PR #681, opened 2023-06-20
Fix file name for include guard

christophfroehlich:
Otherwise cpplint complains

> Using '--root=/workspaces/ros2_rolling_ws/src/ros2_controllers/admittance_controller/test' argument
> 
> /workspaces/ros2_rolling_ws/src/ros2_controllers/admittance_controller/test/6d_robot_description.hpp:15:  #ifndef header guard has wrong style, please use: 6D_ROBOT_DESCRIPTION_HPP_  [build/header_guard] [5]
> /workspaces/ros2_rolling_ws/src/ros2_controllers/admittance_controller/test/6d_robot_description.hpp:313:  #endif line should be "#endif  // 6D_ROBOT_DESCRIPTION_HPP_"  [build/header_guard] [5]

and the preprocessor macro cannot start with a number.

### DIFF
--- a/admittance_controller/test/test_admittance_controller.hpp
+++ b/admittance_controller/test/test_admittance_controller.hpp
@@ -27,7 +27,6 @@
 
 #include "gmock/gmock.h"
 
-#include "6d_robot_description.hpp"
 #include "admittance_controller/admittance_controller.hpp"
 #include "control_msgs/msg/admittance_controller_state.hpp"
 #include "geometry_msgs/msg/transform_stamped.hpp"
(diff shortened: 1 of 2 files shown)


christophfroehlich:
@bmagyar do you see more info why the ament_lint_cmake job failed? I can't access any docs.

After `pre-commit autoupdate` I get
```
 $ pre-commit run ament_lint_cmake --all
ament_lint_cmake.........................................................Passed
```

bmagyar:
It was just flaky, happened a few times recently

Task brief
Retype all the records, matching them exactly.

Reply to the exercise
PR #681, opened 2023-06-20
Fix file name for include guard

christophfroehlich:
Otherwise cpplint complains

> Using '--root=/workspaces/ros2_rolling_ws/src/ros2_controllers/admittance_controller/test' argument
> 
> /workspaces/ros2_rolling_ws/src/ros2_controllers/admittance_controller/test/6d_robot_description.hpp:15:  #ifndef header guard has wrong style, please use: 6D_ROBOT_DESCRIPTION_HPP_  [build/header_guard] [5]
> /workspaces/ros2_rolling_ws/src/ros2_controllers/admittance_controller/test/6d_robot_description.hpp:313:  #endif line should be "#endif  // 6D_ROBOT_DESCRIPTION_HPP_"  [build/header_guard] [5]

and the preprocessor macro cannot start with a number.

### DIFF
--- a/admittance_controller/test/test_admittance_controller.hpp
+++ b/admittance_controller/test/test_admittance_controller.hpp
@@ -27,7 +27,6 @@
 
 #include "gmock/gmock.h"
 
-#include "6d_robot_description.hpp"
 #include "admittance_controller/admittance_controller.hpp"
 #include "control_msgs/msg/admittance_controller_state.hpp"
 #include "geometry_msgs/msg/transform_stamped.hpp"
(diff shortened: 1 of 2 files shown)


christophfroehlich:
@bmagyar do you see more info why the ament_lint_cmake job failed? I can't access any docs.

After `pre-commit autoupdate` I get
```
 $ pre-commit run ament_lint_cmake --all
ament_lint_cmake.........................................................Passed
```

bmagyar:
It was just flaky, happened a few times recently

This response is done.